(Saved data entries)
********

PR #1702, opened 2019-02-12
convenient isntall of tensorflow gpu via conda

JulesDoe:
Its mutch more convenient to have conda install everything for you.
And im not shoure about that but in my (not very complete) testing, it seemd that its not necessary to have tensorflow 1.7.1. but works fine with 1.12.0.

### DIFF
--- a/docs/Installation-Windows.md
+++ b/docs/Installation-Windows.md
@@ -163,10 +163,137 @@ check Nvidia's page [here](https://developer.nvidia.com/cuda-gpus).
 
 Currently for the ML-Agents toolkit, only CUDA v9.0 and cuDNN v7.0.5 is supported.
 
+>If yo prefere to know wich parts are needed continue reading. If you just want 
+to get installed as quick as posible see the Anadonca way of installing it [here](instal-tensorflow-gpu-via-anaconda).
+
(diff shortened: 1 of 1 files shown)


eshvk:
@JulesDoe thank you for the PR. One thought:  I'd prefer if we keep the install instructions as is and add additional instructions for Anaconda. This is because our current installation of `mlagents-learn` is designed to not exclusively depend on just Conda.

JulesDoe:
@xiaomaogy since it seems to me that you did the last tensorflow version bump. do you happen to know if ther are parts that break when running ml-agents with tensorflow greater than 1.7 ... or are the docs just outdated?

xiaomaogy:
@JulesDoe We didn't want to go above 1.7 because TensorFlowSharp doesn't have a version above 1.7.1, now we replace that with Barracuda it is actually possible. However we don't have the bandwidth to do that right now.

xiaomaogy:
Also I'm going to close this PR, because:

1. The links doesn't work. 
2. There is grammar problems in the sentences. 
3. We are actually planning to release this week, and can't wait for you to do the change. 

Sorry about that= =

Issue #1706, opened 2019-02-12
typo in Installation-Windows.md


dmalpica:
**With your approval, I'd like to submit a fix for the windows installation guide:**

**The instructions are a little unclear as there is no mention of invoking the 'python' command to launch the REPL from the Anaconda Prompt.**

> Lastly, you should test to see if everything installed properly and that TensorFlow can identify your GPU. In the same Anaconda Prompt, type in the following command:
> 
> import tensorflow as tf
> 
> sess = tf.Session(config=tf.ConfigProto(log_device_placement=True))

**I can see the problem in the markdown, the word 'python' is on the same line as the opening triple single quotes.**

**Thanks for the guide!**

dmalpica:
I would also like to add a warning to this guide: Installing the CUDA toolkit as is may overwrite your Nvidia display drivers. This can cause problems with other applications such as photoshop, Maya and 3D Studio Max.

awjuliani:
Hi @dmalpica 

Thanks for your interest in the ML-Agents toolkit. Please feel free to make a PR with these changes. We can review them from there.

awjuliani:
Closing this issue for now. Please feel free to re-open if you deem it necessary.

PR #1760, opened 2019-02-25
Develop windows install instructions update

dmalpica:
As discussed here: https://github.com/Unity-Technologies/ml-agents/issues/1706

### DIFF
--- a/docs/Installation-Windows.md
+++ b/docs/Installation-Windows.md
@@ -58,8 +58,7 @@ From here, click the __Environment Variables__ button. Double click "Path" under
 __System variable__ to edit the "Path" variable, click __New__ to add the
 following new paths.
 
-```
-console
+```console
 %UserProfile%\Anaconda3\Scripts
 %UserProfile%\Anaconda3\Scripts\conda.exe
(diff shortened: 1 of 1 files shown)


dmalpica:
@vincentpierre Thanks for the feedback. I looked around but couldn't find a solid source documenting the issues I experienced, so I took out the warning.

That said, I found a more recent post that might be helpful:
https://www.pugetsystems.com/labs/hpc/The-Best-Way-to-Install-TensorFlow-with-GPU-Support-on-Windows-10-Without-Installing-CUDA-1187/

I addressed the other issue differentiating the anaconda prompt command from the python commands.

> I am not sure the Warning is necessary given that it is not a ML-Agents issue. Maybe adding a link to a CUDA documentation page that discusses this issue would be good if the Warning stays.
> I am not a fan of having
> 
> ```shell
> python
> 
> <python code>
> ```
> 
> Because the two are in different languages. I would prefer : Open Python in the Prompt by calling
> 
> ```shell
> python
> ```
> 
> and then type the following commands
> 
> ```python
> <python code>
> ```
> 
> to test if everything was installed properly

PR #1813, opened 2019-03-11
Soccer Twos - Fixes missing tag change, plus code cleanup

awjuliani:
* Tag on agent was not changed when assigned to a new team.

(We probably want to merge this into a v0.7.0a hotfix, or potentially roll into v0.8.


UnitySDK/Assets/ML-Agents/Examples/Soccer/Scripts/AgentSoccer.cs
```diff
@@ -67,14 +81,14 @@ public override void CollectObservations()
         float rayDistance = 20f;
         float[] rayAngles = { 0f, 45f, 90f, 135f, 180f, 110f, 70f };
         string[] detectableObjects;
-        if (team == Team.red)
+        if (team == Team.Red)
         {
-            detectableObjects = new string[] { "ball", "redGoal", "blueGoal",
+            detectableObjects = new[] { "ball", "redGoal", "blueGoal",
```
vincentpierre: Why did you change that ? It makes it less explicit.

awjuliani: The code is more concise. The extra string is redundant, because the contents are clearly already strings.

XFFXFF:
I build soccer based on this branch, but the goalkeeper went out of the penalty area and acted more like a striker. 
image
My env info is the following
image

awjuliani:
Hi @XFFXFF 

Thanks for pointing out this bug. I've just added a commit which will address this.

PR #1849, opened 2019-03-20
fixed localhost address for macOS

djsdvg:
I cannot start the training because i get this error:
_**File "/Users/user/Documents/ml-agents/ml-agents/mlagents/envs/rpc_communicator.py", line 70, in check_ports.bind(("localhost", port))socket.gaierror: [Errno 8] nodename nor servname provided, or not known**_

Using **socket.gethostname()** instead the training starts properly
I think that the error is linked to the fact that macOS use 0.0.0.0 instead of 127.0.0.0


harperj:
Hi @djsdvg -- this looks like a good change but it's unlikely we'll be releasing a new patch version of v0.7 in the near future since we're getting ready to release v0.8.  I pointed this PR at the develop branch so it can make it into the new release.

harperj:
This fix needed to be rebased onto our develop branch but the PR has been idle for a while now.  I'm going to close it but please reopen if you'd like to add this patch on top of `develop`.

PR #1893, opened 2019-04-04
Included TFS page to redirect

unityjeffrey:
There are historical links to the old TFS page that are breaking for some users.  Added this page in order to keep the links unbroken and direct users to the new Unity Inference Engine documentation


Guidosalimbeni:
ops... that was very useful to load custom graph in unity... can you reset the link please?

xiaomaogy:
@Guidosalimbeni We haven't deleted the TFS download for older version, you can still use them.

PR #1896, opened 2019-04-05
Fix not saving .nn file after max_timesteps

ervteng:


ervteng:
Note: On Docker it does save .nn but we get this error. 

`Process Process-1:
  File "/usr/local/lib/python3.6/multiprocessing/process.py", line 258, in _bootstrap
    self.run()
  File "/usr/local/lib/python3.6/multiprocessing/process.py", line 93, in run
    self._target(*self._args, **self._kwargs)
  File "/ml-agents-envs/mlagents/envs/subprocess_environment.py", line 70, in worker
    env.close()
  File "/ml-agents-envs/mlagents/envs/environment.py", line 467, in close
    raise UnityEnvironmentException("No Unity environment is loaded.")
mlagents.envs.exception.UnityEnvironmentException: No Unity environment is loaded.`

PR #1912, opened 2019-04-08
Fix environment factory pickling on Windows

harperj:
SubprocessUnityEnvironment sends an environment factory function to
each worker which it can use to create a UnityEnvironment to interact
with. We use Python's standard multiprocessing library, which pickles
all data sent to the subprocess.  The built-in pickle library doesn't
pickle function objects on Windows machines (tested with Python 3.6 on
Windows 10 Pro).

This PR adds cloudpickle as a dependency in order to serialize the
environment factory. Other implementations of subprocess environments
do the same:
https://github.com/openai/baselines/blob/master/baselines/common/vec_env/subproc_vec_env.py

### DIFF
--- a/ml-agents-envs/mlagents/envs/subprocess_environment.py
+++ b/ml-agents-envs/mlagents/envs/subprocess_environment.py
@@ -1,6 +1,7 @@
 from typing import *
 import copy
 import numpy as np
+import cloudpickle
 
 from mlagents.envs import UnityEnvironment
 from multiprocessing import Process, Pipe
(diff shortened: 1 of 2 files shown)


xiaomaogy:
@harperj Just to make sure, does the model get saved under Windows for these two cases? 
1) ctrl + c interrupt. 
2) Finish the training normally. 

Also have you tested the Linux environment for these two cases?

SetoKaiba:
1. Stop from Unity Editor.
Now: Model is not saved.
Previous: Model is saved. It's saved even just after the training begins for seconds.

2. Run out the whole training for max_steps. 
Now: The Unity Editor is frozen. And the training is never finished. The checkpoints are saved. But the nn model is not. Press Ctrl C and the Unity Editor is not frozen any more. The nn model is saved.
Previous: The Unity Editor will stop playing. The training is finished. Both checkpoints and nn model are saved. You don't have to press Ctrl C.

3. Stop with Ctrl C.
Now: Model is not saved.
Previous: Model is saved. It's saved even just after the training begins for seconds.

xiaomaogy:
@SetoKaiba Thanks for testing this for us! @harperj Just showed me a fix yesterday afternoon, which works for case 2 and case 3 now, I believe he will test the case 1 and then update this branch.

harperj:
@xiaomaogy @SetoKaiba Those are different (unrelated) issues which I'll shortly make subsequent PRs for.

********

Your answer should be the exact lines above from the one with "PR #1849, opened 2019-03-20" through the one with "I cannot start", both included, and nothing besides.

Response for this exercise.
PR #1849, opened 2019-03-20
fixed localhost address for macOS

djsdvg:
I cannot start the training because i get this error:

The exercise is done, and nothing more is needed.